WORK TO BE COMPLETED
Please write out each entry below exactly as given.

DATA TO PROCESS
PR #76, opened 2015-02-13
Add InvariantCulture to xml output.

alexperovich:
This change sets the IFormatProvider for number formatting in the xml output to CultureInfo.InvariantCulture

The test results were output with mixed british and regular decimal places. This resulted in multiplying durations by 1000 when the results were processed.

### DIFF
--- a/src/common/XmlTestExecutionVisitor.cs
+++ b/src/common/XmlTestExecutionVisitor.cs
@@ -1,5 +1,6 @@
 ﻿using System;
 using System.Collections.Concurrent;
+using System.Globalization;
 using System.Linq;
 using System.Xml.Linq;
 using Xunit.Abstractions;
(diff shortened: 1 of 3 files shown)


alexperovich:
CC: @FiveTimesTheFun

bartonjs:
LGTM.

I was concerned that the integer values (like the number of tests) was going to be affected by this, too; but the XAttribute constructor's conversion writes down all the primitive types in a way that is indistinguishable from invariant.   So only custom ToString calls are areas for concern.

src/common/XmlTestExecutionVisitor.cs
```diff
@@ -40,7 +41,7 @@ XElement CreateTestResultElement(ITestResultMessage testResult, string resultTex
                     new XAttribute("name", XmlEscape(testResult.Test.DisplayName)),
                     new XAttribute("type", testResult.TestCase.TestMethod.TestClass.Class.Name),
                     new XAttribute("method", testResult.TestCase.TestMethod.Method.Name),
-                    new XAttribute("time", testResult.ExecutionTime.ToString()),
+                    new XAttribute("time", testResult.ExecutionTime.ToString(CultureInfo.InvariantCulture)),
```
bartonjs: Actually, since they're not specifying a custom format here, maybe it would be better to just not call ToString() here at all... but maybe that'd look too inconsistent when compared to the other fixes.

XAttribute will format decimals using InvariantCulture.

FiveTimesTheFun:
Looks good to me too... thanks Alex :)

PR #78, opened 2015-02-16
Update daily build number to follow SemVer v1 rules.

jhendrixMSFT:
Per SemVer v1 the pre-release version number is sorted by lexicographic
order.  To ensure that build-10 is greater than build-2 we must pad the
build number with the appropriate number of preceeding zeroes.  In this
cas the value is an unsigned 16-bit value in base 10 making a total of
five characters (e.g. build-00010 > build-00002).

Renamed GetNextDailyBuildNumber to GetNextBuildNumber and updated all
references.


src/Microsoft.DotNet.Build.Tasks/GetPackageVersion.cs
```diff
@@ -34,7 +34,7 @@ public override bool Execute()
                 select el).FirstOrDefault();
 
             Debug.Assert(embeddedVerNode != null, "embeddedVerNode shouldn't be null");
-            PackageVersion = string.Format("{0}-{1}", embeddedVerNode.Value, DailyBuildNumber);
+            PackageVersion = string.Format("{0}-{1}", embeddedVerNode.Value, BuildNumber);
```
weshaggard: Does this work in the version in the nuspec is just a version without a text name? something like 1.0.0-00005 with that work? I know we hit the error when it was 0.0.0-4 not sure if that was just because of the 0 version or if it buildnumer requires a spec.

src/Microsoft.DotNet.Build.Tasks/Targets/packages.targets
```diff
@@ -61,7 +61,7 @@
 
     <GetPackageVersion
       Condition="Exists('$(ToolsDir)Microsoft.DotNet.Build.Tasks.dll')"
-      DailyBuildNumber="$(DailyBuildNumber)"
+      BuildNumber="$(BuildNumber)"
```
weshaggard: Should we default this to something if it isn't set? To avoid errors when people try to use this without having set it?

weshaggard:
LGTM just had a couple minor questions/comments.

src/Microsoft.DotNet.Build.Tasks/Targets/packages.targets
jhendrixMSFT: I thought about this but I couldn't think of a scenario where this should legitimately not be set.  If there is I can certainly add a default value.

src/Microsoft.DotNet.Build.Tasks/GetPackageVersion.cs
jhendrixMSFT: I just tried it, still fails.  According to the SemVer spec the value must be alphanumeric.

src/Microsoft.DotNet.Build.Tasks/Targets/packages.targets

SOLUTION TO THIS TASK
PR #76, opened 2015-02-13
Add InvariantCulture to xml output.

alexperovich:
This change sets the IFormatProvider for number formatting in the xml output to CultureInfo.InvariantCulture

The test results were output with mixed british and regular decimal places. This resulted in multiplying durations by 1000 when the results were processed.

### DIFF
--- a/src/common/XmlTestExecutionVisitor.cs
+++ b/src/common/XmlTestExecutionVisitor.cs
@@ -1,5 +1,6 @@
 ﻿using System;
 using System.Collections.Concurrent;
+using System.Globalization;
 using System.Linq;
 using System.Xml.Linq;
 using Xunit.Abstractions;
(diff shortened: 1 of 3 files shown)


alexperovich:
CC: @FiveTimesTheFun

bartonjs:
LGTM.

I was concerned that the integer values (like the number of tests) was going to be affected by this, too; but the XAttribute constructor's conversion writes down all the primitive types in a way that is indistinguishable from invariant.   So only custom ToString calls are areas for concern.

src/common/XmlTestExecutionVisitor.cs
```diff
@@ -40,7 +41,7 @@ XElement CreateTestResultElement(ITestResultMessage testResult, string resultTex
                     new XAttribute("name", XmlEscape(testResult.Test.DisplayName)),
                     new XAttribute("type", testResult.TestCase.TestMethod.TestClass.Class.Name),
                     new XAttribute("method", testResult.TestCase.TestMethod.Method.Name),
-                    new XAttribute("time", testResult.ExecutionTime.ToString()),
+                    new XAttribute("time", testResult.ExecutionTime.ToString(CultureInfo.InvariantCulture)),
```
bartonjs: Actually, since they're not specifying a custom format here, maybe it would be better to just not call ToString() here at all... but maybe that'd look too inconsistent when compared to the other fixes.

XAttribute will format decimals using InvariantCulture.

FiveTimesTheFun:
Looks good to me too... thanks Alex :)

PR #78, opened 2015-02-16
Update daily build number to follow SemVer v1 rules.

jhendrixMSFT:
Per SemVer v1 the pre-release version number is sorted by lexicographic
order.  To ensure that build-10 is greater than build-2 we must pad the
build number with the appropriate number of preceeding zeroes.  In this
cas the value is an unsigned 16-bit value in base 10 making a total of
five characters (e.g. build-00010 > build-00002).

Renamed GetNextDailyBuildNumber to GetNextBuildNumber and updated all
references.


src/Microsoft.DotNet.Build.Tasks/GetPackageVersion.cs
```diff
@@ -34,7 +34,7 @@ public override bool Execute()
                 select el).FirstOrDefault();
 
             Debug.Assert(embeddedVerNode != null, "embeddedVerNode shouldn't be null");
-            PackageVersion = string.Format("{0}-{1}", embeddedVerNode.Value, DailyBuildNumber);
+            PackageVersion = string.Format("{0}-{1}", embeddedVerNode.Value, BuildNumber);
```
weshaggard: Does this work in the version in the nuspec is just a version without a text name? something like 1.0.0-00005 with that work? I know we hit the error when it was 0.0.0-4 not sure if that was just because of the 0 version or if it buildnumer requires a spec.

src/Microsoft.DotNet.Build.Tasks/Targets/packages.targets
```diff
@@ -61,7 +61,7 @@
 
     <GetPackageVersion
       Condition="Exists('$(ToolsDir)Microsoft.DotNet.Build.Tasks.dll')"
-      DailyBuildNumber="$(DailyBuildNumber)"
+      BuildNumber="$(BuildNumber)"
```
weshaggard: Should we default this to something if it isn't set? To avoid errors when people try to use this without having set it?

weshaggard:
LGTM just had a couple minor questions/comments.

src/Microsoft.DotNet.Build.Tasks/Targets/packages.targets
jhendrixMSFT: I thought about this but I couldn't think of a scenario where this should legitimately not be set.  If there is I can certainly add a default value.

src/Microsoft.DotNet.Build.Tasks/GetPackageVersion.cs
jhendrixMSFT: I just tried it, still fails.  According to the SemVer spec the value must be alphanumeric.

src/Microsoft.DotNet.Build.Tasks/Targets/packages.targets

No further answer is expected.